PROBLEM DETAILS:
The full data, repeated exactly, is the only answer needed.

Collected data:
=== Begin Enclosure ===

PR #2690, opened 2018-09-28
A logic condition as described in Issue #2687 was showing subscribe when it shouldn't in course about page

meuhland:
Fixed the logic by reusing condition that was causing the unknown error. 

Enjoy!


meuhland:
Will fix it according to @jmontoyaa comment on the closed one.

meuhland:
@jmontoyaa  There you can review this one it includes the feedback from earlier.

main/course_info/about.php
```diff
@@ -165,6 +172,7 @@
 $essence = Essence\Essence::instance();
 $template->assign('essence', $essence);
 $template->assign('is_premium', $courseIsPremium);
+$template->assign('allowSubscribe', $allowSubscribe);
```
jmontoyaa: Should be 'allow_subscribe'

then in the template you can call it {% if allow_subscribe == true %}

main/course_info/about.php
```diff
@@ -125,6 +125,13 @@
 
 $subscriptionUser = CourseManager::is_user_subscribed_in_course($userId, $course->getCode());
 
+$courseInfo = api_get_course_info_by_id($courseId);
+$allowSubscribe = null;
+if ($courseInfo['subscribe'] == true || api_is_platform_admin()) {
```
jmontoyaa: You can first set it false so you can avoid the else

```
$allowSubscribe = false;
if ($courseInfo['subscribe'] == true || api_is_platform_admin()) {
      $allowSubscribe = true;
}
```

meuhland:
You are completely right... I just hacked that whole thing quickly
yesterday to close a bug here internally will fix in a minute

main/course_info/about.php
meuhland: Fixed!

PR #2715, opened 2018-10-30
Changes in translation to pt-br lang

HelenDias:


ywarnier:
Hi @HelenDias and thanks for your attempted PR. You might want to give us a little bit of detail on what you are trying to achieve, because for Chamilo 1.11.*, you should use https://translate.chamilo.org, and for the master branch (future 2.0) our translation system is not ready yet.

PR #2744, opened 2018-12-01
Update email_editor.php

hichamon306:
fix email send with user  address

### DIFF
--- a/main/inc/email_editor.php
+++ b/main/inc/email_editor.php
@@ -77,8 +77,7 @@ if ($form->validate()) {
             $email_administrator,
             $title,
             $text,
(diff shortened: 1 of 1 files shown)


jmontoyaa:
I think he's right, when sending an email, it should be using the default sender (portal admin email), instead of using the current user email, because sometimes there are some problems using another platform email ... But at the same time I didn't create that page so I'm not sure what's the purpose of it ... :)

jmontoyaa:
Ok, @ywarnier this change should be in 1.11.x then copied to master? Or only in master?

ywarnier:
@hichamon306 This is included in https://github.com/chamilo/chamilo-lms/pull/2789/files now, so I'm just closing this one. Thanks!

PR #2778, opened 2019-01-16
Xml entity fixes

AngelFQC:


AngelFQC:
WIP

QTI imports xml, but is hard replace the current method to parse xml in qti import with Symfony's Crawler

AngelFQC:
Import from QTI and Scorm done.

ywarnier:
Impressive.

PR #2959, opened 2019-07-23
1.11.10 Course Import User

fabiowoj:
The new version of chamilo, gets error on import csv to subscribe users on file main/admin/course_user_import.php

To fix the problem had to change line 109
from
`$result = CourseManager::subscribeUser(`

to
`$result = CourseManager::subscribe_user(`


jmontoyaa:
I closed it because there's a mix of branches between 1.11.x and master.

PR #3015, opened 2019-10-30
make unsubcribe message unambiguous

dranjor:
the old text "Abmelden" can be understood as "logout"


ywarnier:
Same here as in #3016

ywarnier:
What I said in #3016 is now deprecated: we will import the language files again before version 2.0, so there's nothing more to do here.

PR #3016, opened 2019-10-30
fix german translation - give password reset url

dranjor:


ywarnier:
I've sent your update but in a different way. We don't manage translations through Git, but through a separate system. We will have a bit of an issue though, because we are currently developing in the master branch for a release in early 2020, and this doesn't work with the same language translation mechanism, so you will have to resubmit this to the master branch once the German language has been enabled. I will mark this PR as unresolved and to be planned for version 2.0, but just so you know: it has been sent to the 1.11.x branch and will appear in Chamilo 1.11.12. Thanks!

Issue #3022, opened 2019-11-08
Composer json file sorting


marvil07:
**Is your feature request related to a problem?**
Dependencies are easier to find if sorted alphabetically.

**Describe the solution you'd like**
Use alphabetical order for all things inside composer.json.

**Additional context**
When merging and when searching dependencies or other things in the file, it is easier if things are sorted.

marvil07:
@ywarnier Thanks for reviewing and merging #3023. 
Now I opened an analogous PR #3064 for `master` (`2.x`).

ywarnier:
This has been merged. Thanks for the PR.

PR #3023, opened 2019-11-08
Sort things alphabetically on composer.json.

marvil07:
See #3022


ywarnier:
Not sure if the issue detected by Travis CI is correct, but launching again just to make sure (I don't want some library not to be installed or something like that because of a weird dependency manager issue)

composer.json
```diff
@@ -5,118 +5,115 @@
...
+        "graphp/graphviz": "~0.2.0",
+        "guzzlehttp/guzzle": "~6.0",
         "imagine/imagine": "0.6.3",
+        "ircmaxell/password-compat": "~1.0.4",
+        "jbroadway/urlify": "1.1.0-stable",
         "jeroendesloovere/vcard": "~1.7",
-        "knplabs/doctrine-behaviors": "~1.1",
         "jimmiw/php-time-ago": "0.4.15",
-        "phpoffice/phpword": "~0.14",
-        "facebook/php-sdk-v4": "~5.0",
```
ywarnier: @marvil07 This one is missing in the new version. I know it says it's deprecated, but removing it in a sorting commit is not a good idea (and yes, I'm checking those one by one because it's very important)

composer.json
```diff
@@ -5,118 +5,115 @@
...
-        "sylius/attribute": "0.13.0",
-        "sylius/translation": "0.13.0",
-        "patchwork/utf8": "~1.2",
-        "ddeboer/data-import": "@stable",
-        "league/csv": "~8.0",
-        "phpoffice/phpexcel": "~1.8",
-        "webit/eval-math": "1.0.1",
-        "clue/graph": "~0.9.0",
-        "graphp/graphviz": "~0.2.0",
+        "facebook/php-sdk-v4": "~5.0",
```
marvil07: Here it was.

composer.json
marvil07: @ywarnier Please see my comment, I pointed where in the diff it is. I may be missing something here.

marvil07: I meant https://github.com/chamilo/chamilo-lms/pull/3023#discussion_r345497297

composer.json
ywarnier: weird, my mistake.

marvil07:
:+1:

PR #3059, opened 2019-12-24
Minor - lang variables

nosolored:
Insertion of Basque translation strings


ywarnier:
This was made manually to allow it to go through translate.chamilo.org
(see 3391cb14da)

=== End Enclosure ===

EXPECTED ANSWER:
PR #2690, opened 2018-09-28
A logic condition as described in Issue #2687 was showing subscribe when it shouldn't in course about page

meuhland:
Fixed the logic by reusing condition that was causing the unknown error. 

Enjoy!


meuhland:
Will fix it according to @jmontoyaa comment on the closed one.

meuhland:
@jmontoyaa  There you can review this one it includes the feedback from earlier.

main/course_info/about.php
```diff
@@ -165,6 +172,7 @@
 $essence = Essence\Essence::instance();
 $template->assign('essence', $essence);
 $template->assign('is_premium', $courseIsPremium);
+$template->assign('allowSubscribe', $allowSubscribe);
```
jmontoyaa: Should be 'allow_subscribe'

then in the template you can call it {% if allow_subscribe == true %}

main/course_info/about.php
```diff
@@ -125,6 +125,13 @@
 
 $subscriptionUser = CourseManager::is_user_subscribed_in_course($userId, $course->getCode());
 
+$courseInfo = api_get_course_info_by_id($courseId);
+$allowSubscribe = null;
+if ($courseInfo['subscribe'] == true || api_is_platform_admin()) {
```
jmontoyaa: You can first set it false so you can avoid the else

```
$allowSubscribe = false;
if ($courseInfo['subscribe'] == true || api_is_platform_admin()) {
      $allowSubscribe = true;
}
```

meuhland:
You are completely right... I just hacked that whole thing quickly
yesterday to close a bug here internally will fix in a minute

main/course_info/about.php
meuhland: Fixed!

PR #2715, opened 2018-10-30
Changes in translation to pt-br lang

HelenDias:


ywarnier:
Hi @HelenDias and thanks for your attempted PR. You might want to give us a little bit of detail on what you are trying to achieve, because for Chamilo 1.11.*, you should use https://translate.chamilo.org, and for the master branch (future 2.0) our translation system is not ready yet.

PR #2744, opened 2018-12-01
Update email_editor.php

hichamon306:
fix email send with user  address

### DIFF
--- a/main/inc/email_editor.php
+++ b/main/inc/email_editor.php
@@ -77,8 +77,7 @@ if ($form->validate()) {
             $email_administrator,
             $title,
             $text,
(diff shortened: 1 of 1 files shown)


jmontoyaa:
I think he's right, when sending an email, it should be using the default sender (portal admin email), instead of using the current user email, because sometimes there are some problems using another platform email ... But at the same time I didn't create that page so I'm not sure what's the purpose of it ... :)

jmontoyaa:
Ok, @ywarnier this change should be in 1.11.x then copied to master? Or only in master?

ywarnier:
@hichamon306 This is included in https://github.com/chamilo/chamilo-lms/pull/2789/files now, so I'm just closing this one. Thanks!

PR #2778, opened 2019-01-16
Xml entity fixes

AngelFQC:


AngelFQC:
WIP

QTI imports xml, but is hard replace the current method to parse xml in qti import with Symfony's Crawler

AngelFQC:
Import from QTI and Scorm done.

ywarnier:
Impressive.

PR #2959, opened 2019-07-23
1.11.10 Course Import User

fabiowoj:
The new version of chamilo, gets error on import csv to subscribe users on file main/admin/course_user_import.php

To fix the problem had to change line 109
from
`$result = CourseManager::subscribeUser(`

to
`$result = CourseManager::subscribe_user(`


jmontoyaa:
I closed it because there's a mix of branches between 1.11.x and master.

PR #3015, opened 2019-10-30
make unsubcribe message unambiguous

dranjor:
the old text "Abmelden" can be understood as "logout"


ywarnier:
Same here as in #3016

ywarnier:
What I said in #3016 is now deprecated: we will import the language files again before version 2.0, so there's nothing more to do here.

PR #3016, opened 2019-10-30
fix german translation - give password reset url

dranjor:


ywarnier:
I've sent your update but in a different way. We don't manage translations through Git, but through a separate system. We will have a bit of an issue though, because we are currently developing in the master branch for a release in early 2020, and this doesn't work with the same language translation mechanism, so you will have to resubmit this to the master branch once the German language has been enabled. I will mark this PR as unresolved and to be planned for version 2.0, but just so you know: it has been sent to the 1.11.x branch and will appear in Chamilo 1.11.12. Thanks!

Issue #3022, opened 2019-11-08
Composer json file sorting


marvil07:
**Is your feature request related to a problem?**
Dependencies are easier to find if sorted alphabetically.

**Describe the solution you'd like**
Use alphabetical order for all things inside composer.json.

**Additional context**
When merging and when searching dependencies or other things in the file, it is easier if things are sorted.

marvil07:
@ywarnier Thanks for reviewing and merging #3023. 
Now I opened an analogous PR #3064 for `master` (`2.x`).

ywarnier:
This has been merged. Thanks for the PR.

PR #3023, opened 2019-11-08
Sort things alphabetically on composer.json.

marvil07:
See #3022


ywarnier:
Not sure if the issue detected by Travis CI is correct, but launching again just to make sure (I don't want some library not to be installed or something like that because of a weird dependency manager issue)

composer.json
```diff
@@ -5,118 +5,115 @@
...
+        "graphp/graphviz": "~0.2.0",
+        "guzzlehttp/guzzle": "~6.0",
         "imagine/imagine": "0.6.3",
+        "ircmaxell/password-compat": "~1.0.4",
+        "jbroadway/urlify": "1.1.0-stable",
         "jeroendesloovere/vcard": "~1.7",
-        "knplabs/doctrine-behaviors": "~1.1",
         "jimmiw/php-time-ago": "0.4.15",
-        "phpoffice/phpword": "~0.14",
-        "facebook/php-sdk-v4": "~5.0",
```
ywarnier: @marvil07 This one is missing in the new version. I know it says it's deprecated, but removing it in a sorting commit is not a good idea (and yes, I'm checking those one by one because it's very important)

composer.json
```diff
@@ -5,118 +5,115 @@
...
-        "sylius/attribute": "0.13.0",
-        "sylius/translation": "0.13.0",
-        "patchwork/utf8": "~1.2",
-        "ddeboer/data-import": "@stable",
-        "league/csv": "~8.0",
-        "phpoffice/phpexcel": "~1.8",
-        "webit/eval-math": "1.0.1",
-        "clue/graph": "~0.9.0",
-        "graphp/graphviz": "~0.2.0",
+        "facebook/php-sdk-v4": "~5.0",
```
marvil07: Here it was.

composer.json
marvil07: @ywarnier Please see my comment, I pointed where in the diff it is. I may be missing something here.

marvil07: I meant https://github.com/chamilo/chamilo-lms/pull/3023#discussion_r345497297

composer.json
ywarnier: weird, my mistake.

marvil07:
:+1:

PR #3059, opened 2019-12-24
Minor - lang variables

nosolored:
Insertion of Basque translation strings


ywarnier:
This was made manually to allow it to go through translate.chamilo.org
(see 3391cb14da)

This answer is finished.